The human gut is colonized by tons and tons of bacteria. A thought that’s not only strange, but also perhaps a little gross. Yet here’s another strange fact: these colonies play a huge role in your health.
Let’s start with how much you weigh. Interestingly, the type of bacteria you’ve got in your gut can determine whether you stay slim or become obese.
Two groups of bacteria are accountable for some 90 percent of your gut’s microbiome – firmicutes and bacteroidetes.
While scientists don’t know the “ideal” ratio of these groups, they do know that when you have more firmicutes than bacteroidetes, you can suffer from increased inflammation and potentially from obesity.
Firmicutes are expert at extracting energy from the food you eat, which means that they help you consume more calories. In contrast, bacteroidetes aren’t so much involved with calorie extraction but work to break down plant fibers and starches.
Harvard researchers examined the connection of obesity and a person’s microbiome, focusing on two groups: people living in Western countries and in Africa. Considering that obesity is virtually non-existent in Africa, any differences in microbiome were viewed as notable.

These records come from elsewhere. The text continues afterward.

PR #2750, opened 2020-12-08
counsel.el: Add directory change support to counsel-git

### LINKED ISSUE #2740: Allow changing directory within counsel-git
`counsel-git` uses the git root directory relative to the `default-directory` of the buffer (`counsel-git` > `counsel-locate-git-root` > `counsel--git-root` > `counsel--dominating-file`).  However, if the buffer corresponds to a file which resides in a submodule, performing a `git ls-files` search (via `counsel-git`) will only show results for the current submodule, but not the parent or sibling submodules.  Ideally, there should be a way to adjust the search directory, but there is no keymap for invoking `counsel-cd` from within the minibuffer, such as there is for `counsel-git-grep`.

If we could navigate to the top-most directory, we could perform a search this way...or really at any level of the nested git repository.  This is what is being requested...the ability to invoke `counsel-cd` from `counsel-git`.  A workaround would be to open a buffer corresponding to a file in the top-level git repository, however it is a nuisance to do this, and `counsel-git-grep` does not require this...it allows changing the directory.  Thus, for a similar scenario (involving grep instead of find file) using `counsel-git-grep` it is straight forward (assuming "submodule.recurse=true" is configured for the repository) by just invoking `C-x C-d` from within the minibuffer and changing the directory up to the top-level directory.

For `counsel-git`, it could be as easy as it is for `counsel-git-grep` if `counsel-cd` were allowed to be invoked.  One additional caveat to note is that `git ls-files` ignores the git config value of "submodule.recurse", apparently purposefully, as indicated [here](https://lore.kernel.org/git/pull.732.git.1599707259907.gitgitgadget@gmail.com/T/#u).  However, this can be worked around by overriding the value of `counsel-git-cmd` and explicitly adding the "--recurse-submodules" option to that string.

The following is a test scenario which demonstrates the problem.

### git Test Repository Scenario
``` shell
mkdir ~/git/test-counsel-git-X
cd ~/git/test-counsel-git-X
git init
touch test_X.txt
git add --all
git commit -m "Initial Version"

mkdir ~/git/test-counsel-git-Y
cd ~/git/test-counsel-git-Y
git init
touch test_Y.txt
git add --all
git commit -a -m "Initial Version"

mkdir ~/git/test-counsel-git
cd ~/git/test-counsel-git
git init
touch test_main.txt
git submodule add ../test-counsel-git-X X
git submodule add ../test-counsel-git-Y Y
git add --all
git commit -m "Initial Version"
```

### Test Scenario
- `make plain`
- `C-x C-f ~/git/test-counsel-git/X/test_x.txt`
- `M-x counsel-git test`
  - Only shows "test_X.txt"
- `C-x C-f ~/git/test-counsel-git/test_main.txt`
- `M-x counsel-git test`
  - Only shows "test_main.txt" (since by default, `git ls-files` does not recurse through submodules).
- `M-: (setq counsel-git-cmd "git ls-files --recurse-submodules -z --full-name --")`
  - Override `counsel-git-cmd` to add the `--recurse-submodules` option
- `M-x counsel-git test`
  - Repeat with "test_main.txt" buffer
  - Now shows "X/test_X.txt, Y/test_Y.txt and test_main.txt", since it recurses through submodules.
- `C-x b test_x.txt`
  - Switch back to test_x.txt buffer
- `M-x counsel-git test`
  - Still only shows "test_X.txt" (since search begins at directory X)
  - **No way to adjust search directory from this buffer.**

brownts:
Fixes #2740.

Adds a keymap for `counsel-git` allowing `counsel-cd` to be invoked.  Additionally, `counsel-git` has been modified to allow an optional initial directory to be provided (as a result of invoking `counsel-cd`).

### DIFF
--- a/counsel.el
+++ b/counsel.el
@@ -1252,7 +1252,13 @@ selected face."
 
 ;;* Git
 ;;** `counsel-git'
-(defvar counsel-git-cmd "git ls-files -z --full-name --"
+(defvar counsel-git-map
+  (let ((map (make-sparse-keymap)))
+    (define-key map (kbd "C-x C-d") 'counsel-cd)
+    map)
+  "Additional keybindings for `counsel-git'.")
+
+(defvar counsel-git-cmd "git ls-files -z --"
   "Command for `counsel-git'.")
 
 (ivy-set-actions
@@ -1280,14 +1286,18 @@ Like `locate-dominating-file', but DIR defaults to
      t)))
 
 ;;;###autoload
-(defun counsel-git (&optional initial-input)
+(defun counsel-git (&optional initial-input initial-directory)
   "Find file in the current Git repository.
-INITIAL-INPUT can be given as the initial minibuffer input."
+INITIAL-INPUT can be given as the initial minibuffer input.
+INITIAL-DIRECTORY, if non-nil, is used as the root directory for search."
   (interactive)
   (counsel-require-program counsel-git-cmd)
-  (let ((default-directory (counsel-locate-git-root)))
+  (let ((enable-recursive-minibuffers t)
+        (default-directory (or initial-directory
+                               (counsel-locate-git-root))))
     (ivy-read "Find file: " (counsel-git-cands default-directory)
               :initial-input initial-input
+              :keymap counsel-git-map
               :action #'counsel-git-action
               :caller 'counsel-git)))
 


counsel.el
```diff
@@ -1252,6 +1252,11 @@ selected face."
 
 ;;* Git
 ;;** `counsel-git'
+(defvar counsel-git-map
+  (let ((map (make-sparse-keymap)))
+    (define-key map (kbd "C-x C-d") 'counsel-cd)
+    map))
```
basil-conto, line 1258: Nit: please always include a docstring.

counsel.el
```diff
@@ -1280,14 +1285,18 @@ Like `locate-dominating-file', but DIR defaults to
...
   "Find file in the current Git repository.
-INITIAL-INPUT can be given as the initial minibuffer input."
+INITIAL-INPUT can be given as the initial minibuffer input.
+INITIAL-DIRECTORY, if non-nil, is used as the root directory for search."
   (interactive)
   (counsel-require-program counsel-git-cmd)
-  (let ((default-directory (counsel-locate-git-root)))
+  (let ((enable-recursive-minibuffers t)
+        (default-directory (or initial-directory
+                               (counsel-locate-git-root))))
```
basil-conto, line 1296: This doesn't seem to work with `counsel-git-action`:

1. `make plain`
2. `M-x counsel-git RET`
3. `C-x C-d doc RET RET`

This results in `doc/doc/Changelog.org` being visited, rather than the expected `doc/Changelog.org`.

basil-conto (changes requested):
Thanks, see some comments below.

brownts:
Thanks @basil-conto, I have now added a docstring to `counsel-git-map`.  Additionally, nice catch on the second issue.  I only tested at the git root level, so missed the issue when you move into a sub-directory.  I have now addressed that by adjusting the `counsel-git-cmd` to not generate the complete path from the git root (via `--full-name`), but only relative to the directory where the search was started.

basil-conto (approved):
Thanks, LGTM.

I'm not sure whether I can merge this without a copyright assignment to the FSF, though, given your cumulative changes to this project. Do you have a CA file already? If not, would you be willing to? If you're unfamiliar with this, see [`(info "(emacs) Copyright Assignment")`](https://www.gnu.org/software/emacs/manual/html_node/emacs/Copyright-Assignment.html). Thanks.

brownts:
I don't use this package anymore, so no longer have a need for this.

And what researchers found was indeed notable. Africans had more bacteroidetes in their gut, while Westerners had more calorie-extracting firmicutes. So having more firmicutes may be at least partly responsible for the obesity epidemic in the West.
Your microbes not only help to keep you slim (or fat) but also help support your liver. Many foods contain environmental toxins; it’s the liver’s job to get rid of these once in your body.
Yet a healthy gut can also support the liver in its work, which is why the gut is often called the body’s “second liver.”
Gut microbes help to neutralize toxins that reach the intestines, acting as a first line of defense. In doing so, the microbes take a bit of pressure off the liver, keeping it healthier!